Somewhere near the intersection of fishing, calf roping and steer wrestling is where you’ll find the full contact sport known as alligator gar fishing. I had the very good fortune to join my extremely adventurous friend Val (this was her idea) and my wife Kathy in Trinity Texas for a most unusual experience. There we met our guide, Captain Kirk of the Garship Enterprise—probably the most knowledgeable gar fisherman on this or any other planet. And you guessed it, we had a FÄW-KINN-AE blast.
We spent two days fishing with Captain Kirk and had two completely different experiences.

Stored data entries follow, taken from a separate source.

PR #6292, opened 2023-03-23
HHH-16358 Make OneToMany with abstract TABLE_PER_CLASS element work again

beikov:
https://hibernate.atlassian.net/browse/HHH-16358
https://hibernate.atlassian.net/browse/HHH-16359
https://hibernate.atlassian.net/browse/HHH-16372

### DIFF
--- a/hibernate-core/src/main/java/org/hibernate/metamodel/mapping/internal/MappingModelCreationHelper.java
+++ b/hibernate-core/src/main/java/org/hibernate/metamodel/mapping/internal/MappingModelCreationHelper.java
@@ -73,6 +73,7 @@ import org.hibernate.metamodel.mapping.SelectablePath;
 import org.hibernate.metamodel.mapping.VirtualModelPart;
 import org.hibernate.metamodel.model.domain.NavigableRole;
 import org.hibernate.metamodel.spi.RuntimeModelCreationContext;
+import org.hibernate.persister.collection.AbstractCollectionPersister;
 import org.hibernate.persister.collection.CollectionPersister;
 import org.hibernate.persister.collection.QueryableCollection;
 import org.hibernate.persister.collection.SQLLoadableCollection;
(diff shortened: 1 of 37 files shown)


hibernate-core/src/main/java/org/hibernate/metamodel/mapping/internal/MappingModelCreationHelper.java
```diff
@@ -762,7 +764,7 @@ private static void interpretPluralAttributeMappingKeyDescriptor(
 
 			final BasicValuedModelPart simpleFkTargetPart = (BasicValuedModelPart) fkTargetPart;
 
-			final String keyTableExpression = getTableIdentifierExpression( bootValueMappingKey.getTable(), creationProcess );
+			final String keyTableExpression = collectionTableName;//getTableIdentifierExpression( bootValueMappingKey.getTable(), creationProcess );
```
beikov, line 767: This is for changing the `containingTableExpression` from e.g. `AbstractTablePerClassEntity` to `(select ... from table1 union all select ... from table2 ...)`, to match what the entity persister reports as its table name. Needed for some assert statements.

hibernate-core/src/main/java/org/hibernate/persister/collection/AbstractCollectionPersister.java
```diff
@@ -363,6 +362,8 @@ public AbstractCollectionPersister(
 		else {
 			elementPersister = null;
 		}
+		// Defer this after the element persister was determined, because it is needed in OneToManyPersister#getTableName()
+		spaces[0] = getTableName();
```
beikov, line 366: This changes the entry for the space 0 from e.g. `AbstractTablePerClassEntity` to `(select ... from table1 union all select ... from table2 ...)` for one-to-many associations, to match what the entity persister reports as its table name. Needed for some assert statements.

Relatedly, wouldn't it be more correct to copy the spaces of the element entity type into the collection spaces? AFAIU, the spaces affect cache invalidation, and in case of an abstract table per class entity element, we wouldn't really invalidate any caches though we certainly should.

Day 1 we were on Lake Livingston. Kirk picked us up at 6 am and we drove by a couple of fishing spots before settling on a Lake Livingston location. We sent out 8 lines. Each line included about 30 feet of 150 lb. braid with a treble hook and an “Andre the Giant fist” sized chuck of carp on one end and a floating plastic water bottle attached to an inflated white balloon (easier to see) tied on the other. After watching those lines for a short time we left to look at another area nearby. The second area had numerous alligator gar rolling on the surface so we set out 3 lines there and went back and picked up the first 8 lines, and brought them back to spot number 2.
I wasn’t long before several of the white balloons could be seen racing across the lake. Fawkinnae this is going to be good! The challenge at spot number 2, as we soon found out, was all the snags and stumps left from when the lake was created. The gar seemed especially skilled at wrapping our lines around these trees and breaking the heavy braid. Yup FÄW-KINN-AE!
After several of these break offs we finally started catching gar. And the gar gods must have been smiling on us because each of us started off with a nice 20 - 25 pounder.
After our training gar, we got into still bigger gar, not the giants we knew were swimming under us but 75 - 80 pounders. This is where things went from interesting to crazy. Once the fish had been pulled up alongside the boat with the rod and reel, Captain Kirk lassoed the gar and pulled them in over the side of the boat. After some serious thrashing Kirk handed the reptile like fish into the arms of the proud but nervous fisherman. Then the fish were released to grow even bigger. Fawkinnae - that’s full contact fishing! Besides the 6 gar we caught we probably missed another half dozen. We quit about 2 pm and headed back to Kirk’s place, hot and tired but happy with our success.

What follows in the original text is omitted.